Weekly Update

NoSQL and SQL: learning to play nice

Last week, Microsoft announced, and released to preview, its very own document store NoSQL database for its Azure cloud platform. The company also announced a new search service (also in preview) and, at long last, the general availability HBase, the Hadoop-based column family NoSQL database, as part of its HDInsight cloud Hadoop offering.

Redmond does documents
The release of Azure DocumentDB (as the document store offering is branded) is probably the most notable of the three announcements, and for a few reasons. First, I had been hearing rumors for at least two years that this product would be forthcoming, and was glad to hear that it had made it out the door. Second, it’s interesting to see that the company that brings you the product called “SQL Server” is seeing benefit in NoSQL stores. In fact, if you include Azure Storage tables (a key-value NoSQL store) and the aforementioned HBase on HDInsight, Microsoft now has three separate NoSQL offerings.

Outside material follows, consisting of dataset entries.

Issue #798, opened 2017-03-23
Ncat's -w doesn't behave like nc -w


Varunram:
```nc -w <n = timeout> <host> <port>``` timeouts exactly after n seconds whereas ncat doesn't

dmiller-nmap:
If a hostname resolves to multiple addresses (such as IPv6 and IPv4, or multiple IPv4 addresses), Ncat will attempt to connect to each with a full timeout. Perhaps we should try these connections in parallel and take the first one, canceling others?

dmiller-nmap:
Refer to the [Ncat to netcat Compatibility Guide](https://secwiki.org/w/Ncat/Compatibility) for details.

dmiller-nmap:
I'm re-titling this issue to reflect my findings: the timeout option is treated the same apart from documented differences. The issue here is whether to connect to only 1 address or to multiple addresses, and how to handle timeouts in those cases.
* Traditional netcat uses `gethostbyname()` and so can only find 1 IPv4 address for any given name. This results in `-w` timeout being predictable, but eliminates the ability to handle IPv6 or any multiple-address situation.
* OpenBSD netcat behaves the same as Ncat: each address from `getaddrinfo()` is tried in turn with the requested timeout until one succeeds.
* OpenSSH client (`ssh -o ConnectTimeout=1`) behaves the same as Ncat and OpenBSD netcat.
* I have solicited user feedback on Twitter in the form of a poll: https://twitter.com/bonsaiviking/status/1582045044659191812

dmiller-nmap:
The canonical answer to this is Happy Eyeballs: https://datatracker.ietf.org/doc/html/rfc8305

PR #810, opened 2017-03-27
Add differences section to ncat.xml

Varunram:
A preliminary implementation of a part of #798. Will compile to man after suggestions are incorporated. Need suggestions for better sub-headings (and possibly tags too)

### DIFF
--- a/ncat/docs/ncat.xml
+++ b/ncat/docs/ncat.xml
@@ -943,89 +943,29 @@
   </refsect1>
 
   <reftsec1 id="ncat-diff">
-    <title> Differences between Ncat and Classical nc </title>
+    <title> Differences between Ncat and Traditional/OpenBSD nc </title>
     <para> There are a few changes and additional features in ncat as
-    compared to classical netcat. The following list highlights them
+    compared to Traditional/OpenBSD netcat. The following list highlights them
     </para>
 
     <variablelist>
-      <varlistentry>
-        <term>
-        <option>-i</option>
-        </term>
-        <listitem>
-        <para><option>-i</option> in netcat sets the delay interval for lines sent whereas
-        -i in ncat stands for idle read/write timeout</para>
-        </listitem>
-      </varlistentry>
-      <varlistentry>
-        <term>
-        <option>-w</option>
-        </term>
-        <listitem>
-        <para><option>-w</option> in netcat sets the timeout for connects and final net reads whereas
-            <option>-w</option> in ncat sets the connect timeout</para>
-        </listitem>
-      </varlistentry>
-      <varlistentry>
-        <term>
-        <option>-c</option>
-        </term>
-        <listitem>
-        <para><option>-c</option>  in netcat sends CRLF as line ending whereas
-            <option>-C</option>  does the same in ncat and <option>-c</option> in ncat executes the given command via /bin/sh </para>
-        </listitem>
-      </varlistentry>
-      <varlistentry>
-        <term>
-        <option>-e</option>
-        </term>
-        <listitem>
-        <para><option>-e</option> executes the given command in ncat</para>
-        </listitem>
-      </varlistentry>
-      <varlistentry>
-        <term>
-        <option>-g</option>
-        </term>
-        <listitem>
-        <para><option>-g</option> loose sources hop points for routing </para>
-        </listitem>
-      </varlistentry>
-      <varlistentry>
-        <term>
-        <option>-G</option>
-        </term>
-        <listitem>
-        <para><option>-G</option> in netcat specifies the connection timeout in seconds whereas
-            <option>-G</option> in ncat sources hop pointers for routing</para>
-        </listitem>
-      </varlistentry>
-      <varlistentry>
-        <term>
-        <option>-m</option>
-        </term>
-        <listitem>
-          <para><option>-m</option> in netcat sets SO_INTCOPROC_ALLOW on socket whereas
-              <option>-m</option> in ncat sets maximum smilutaneous connections</para>
-        </listitem>
-      </varlistentry>
       <varlistentry>
         <term>
         <option>-d</option>
         </term>
         <listitem>
           <para><option>-d</option> in netcat detaches from stdin whereas
-              <option>-d</option> in ncat waits between read/writes</para>
+              <option>-d</option> in Ncat waits between read/writes</para>
         </listitem>
       </varlistentry>
       <varlistentry>
         <term>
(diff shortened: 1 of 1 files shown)


ncat/docs/ncat.xml
```diff
@@ -942,6 +942,104 @@
...
+    </para>
+
+    <variablelist>
+      <varlistentry>
+        <term>
+        <option>-i</option>
+        </term>
+        <listitem>
+        <para><option>-i</option> in netcat sets the delay interval for lines sent whereas
+        -i in ncat stands for idle read/write timeout</para>
```
dmiller-nmap: - Add info about how to accomplish the same thing in Ncat: `-d` is the delay option.
- Capitalize Ncat.
- Use `<option>` tags around literal option values like `-i`

ncat/docs/ncat.xml
```diff
@@ -942,6 +942,104 @@
     file.</para>
   </refsect1>
 
+  <reftsec1 id="ncat-diff">
+    <title> Differences between Ncat and Classical nc </title>
+    <para> There are a few changes and additional features in ncat as
+    compared to classical netcat. The following list highlights them
```
dmiller-nmap: Instead of "classical" we can call it "traditional or OpenBSD netcat." And keep the discussion here to those options that are the same in both [traditional](https://manned.org/nc.traditional) and [OpenBSD netcat](http://man.openbsd.org/nc). Where they differ from each other, we do not need to document our choice outside the normal documentation.

ncat/docs/ncat.xml
```diff
@@ -942,6 +942,104 @@
...
+        -i in ncat stands for idle read/write timeout</para>
+        </listitem>
+      </varlistentry>
+      <varlistentry>
+        <term>
+        <option>-w</option>
+        </term>
+        <listitem>
+        <para><option>-w</option> in netcat sets the timeout for connects and final net reads whereas
+            <option>-w</option> in ncat sets the connect timeout</para>
```
dmiller-nmap: Add: and `-i` sets the idle-connection read timeout.

ncat/docs/ncat.xml
```diff
@@ -942,6 +942,104 @@
...
+        <para><option>-c</option>  in netcat sends CRLF as line ending whereas
+            <option>-C</option>  does the same in ncat and <option>-c</option> in ncat executes the given command via /bin/sh </para>
+        </listitem>
+      </varlistentry>
+      <varlistentry>
+        <term>
+        <option>-e</option>
+        </term>
+        <listitem>
+        <para><option>-e</option> executes the given command in ncat</para>
```
dmiller-nmap: This option is the same in traditional and openbsd netcat, but may be missing from your distribution's package since it can be used to create a backdoor shell. Just leave it out of this section.

ncat/docs/ncat.xml
```diff
@@ -942,6 +942,104 @@
...
+        </listitem>
+      </varlistentry>
+      <varlistentry>
+        <term>
+        <option>-g</option>
```
dmiller-nmap: -g is the same in Ncat and traditional, but missing in OpenBSD. Leave it out of this section

ncat/docs/ncat.xml
```diff
@@ -942,6 +942,104 @@
...
+        <listitem>
+        <para><option>-g</option> loose sources hop points for routing </para>
+        </listitem>
+      </varlistentry>
+      <varlistentry>
+        <term>
+        <option>-G</option>
+        </term>
+        <listitem>
+        <para><option>-G</option> in netcat specifies the connection timeout in seconds whereas
```
dmiller-nmap: -G is not in OpenBSD netcat, so it can be left out. Same for -m.

ncat/docs/ncat.xml
```diff
@@ -942,6 +942,104 @@
...
+              <option>-m</option> in ncat sets maximum smilutaneous connections</para>
+        </listitem>
+      </varlistentry>
+      <varlistentry>
+        <term>
+        <option>-d</option>
+        </term>
+        <listitem>
+          <para><option>-d</option> in netcat detaches from stdin whereas
+              <option>-d</option> in ncat waits between read/writes</para>
```
dmiller-nmap: Ncat has `--recv-only` which closes stdin.

ncat/docs/ncat.xml
```diff
@@ -942,6 +942,104 @@
...
+        </listitem>
+      </varlistentry>
+      <varlistentry>
+        <term>
+        <option>-o</option>
```
dmiller-nmap: `-o` and `-x` don't appear to be listed in the traditional netcat I'm looking at, and they have the same or similar meanings in OpenBSD as in Ncat, so we can leave them out.

ncat/docs/ncat.xml
```diff
@@ -942,6 +942,104 @@
...
+        <option>-w</option>
+        </term>
+        <listitem>
+        <para><option>-w</option> in netcat sets the timeout for connects and final net reads whereas
+            <option>-w</option> in ncat sets the connect timeout</para>
+        </listitem>
+      </varlistentry>
+      <varlistentry>
+        <term>
+        <option>-c</option>
```
dmiller-nmap: This is also a difference between traditional and OpenBSD netcat, so we don't need to document it.

ncat/docs/ncat.xml
```diff
@@ -942,6 +942,104 @@
...
+      </varlistentry>
+      <varlistentry>
+        <term>
+        <option>-x</option>
+        </term>
+        <listitem>
+          <para><option>-x</option> in netcat specifies proxy address and port whereas
+              <option>-x</option> in ncat dumps session data as hex data to a file </para>
+        </listitem>
+      </varlistentry>
```
dmiller-nmap: We may want to document that Ncat's `-z` option only takes a single port or service, because both traditional and OpenBSD netcats will take a range. This is because we feel Nmap should be used for port scanning instead.

ncat/docs/ncat.xml
```diff
@@ -942,6 +942,104 @@
     file.</para>
   </refsect1>
 
+  <reftsec1 id="ncat-diff">
+    <title> Differences between Ncat and Classical nc </title>
+    <para> There are a few changes and additional features in ncat as
+    compared to classical netcat. The following list highlights them
+    </para>
+
+    <variablelist>
```
dmiller-nmap: Let's keep the list in alphabetical order by traditional option name.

But the really notable thing about DocumentDB is how it combines features associated with conventional, relational databases and those typical of document store NoSQL products.

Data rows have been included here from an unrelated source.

Issue #766, opened 2017-03-16
HTTP Host header is missing port info


nnposter:
According to [RFC 2616, Section 14.23](https://www.w3.org/Protocols/rfc2616/rfc2616-sec14.html#sec14.23):

> The Host request-header field specifies the Internet host and port number of the resource being requested, as obtained from the original URI...

and also

> A "host" without any trailing port information implies the default port for the service requested

HTTP requests generated by `http.lua` never include port information in the `Host` header, which is causing these requests to fail with some servers.
```lua
local function get_host_field(host, port)
  return stdnse.get_hostname(host)
end
```
I am proposing to rectify the issue by making the function more compliant with the RFC as follows:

DocumentDB is premised on storing multi-structured data, formatted as JavaScript Object Notation (JSON) objects. JSON format allows for data that is hierarchical, and whose structure may differ between documents (akin to rows) in a collection (akin to a table). DocumentDB also allows for server-side stored procedures, written in JavaScript, to be stored in the database and executed over data within it.

The features I’ve just discussed are also to be found in other document stores, including MongoDB, Apache CouchDB and CouchBase. They are standard…even assumed. But what makes DocumentDB different is that it takes that feature set and adds features typically associated with conventional relational databases: a SQL dialect for querying and adjustable levels of database “consistency.”

Flexible consistency
While seemingly a dry topic, the latter is quite significant, and indicative of an emerging trend in the market. Without going into a crazily technical description of database consistency, consider the two typical extremes. Virtually all relational, transactional databases enforce rigid consistency of the data, including in clustered scenarios: no one sees a change to the data until everyone, on every node, does.  So updates aren’t complete until they are fully propagated.  That’s safe, but can be slow.

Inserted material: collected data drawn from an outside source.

PR #1409, opened 2018-12-10
Resolve Ncat bug related to SSL key size

nishitm:
- Resolve the error "Ncat: SSL_CTX_use_certificate(): error:140AB18F:SSL routines:SSL_CTX_use_certificate:ee key too small. QUITTING." while using `--ssl` args
- This error generates when using `--ssl` connection option between Linux ncat `Version 7.70SVN` and windows ncat version `Verison 5.59BETA1`


AdrianVollmer:
See #1310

Many NoSQL databases, on the other hand, use a model called “eventual consistency,” whereby the operation of writing or updating data may be considered complete even before the change has fully propagated across all nodes. “Eventually” all other nodes will catch up though. A great example of eventual consistency is the domain name server (DNS) system on the Internet: when a domain is updated to a new numeric IP address (like 205.232.3.7) not all Internet users see that change right away, even while others do. But eventually all DNS servers will reflect the change.

So what if you want to mix and match? What if you want a database that handles multi-structured data but also offers full database consistency? What if you want full consistency on some data collections but not on others? DocumentDB takes the bold step of allowing developers to choose – between not just those two, but a total of four consistency models. The developer is thus given the power to tradeoff between high consistency and low latency.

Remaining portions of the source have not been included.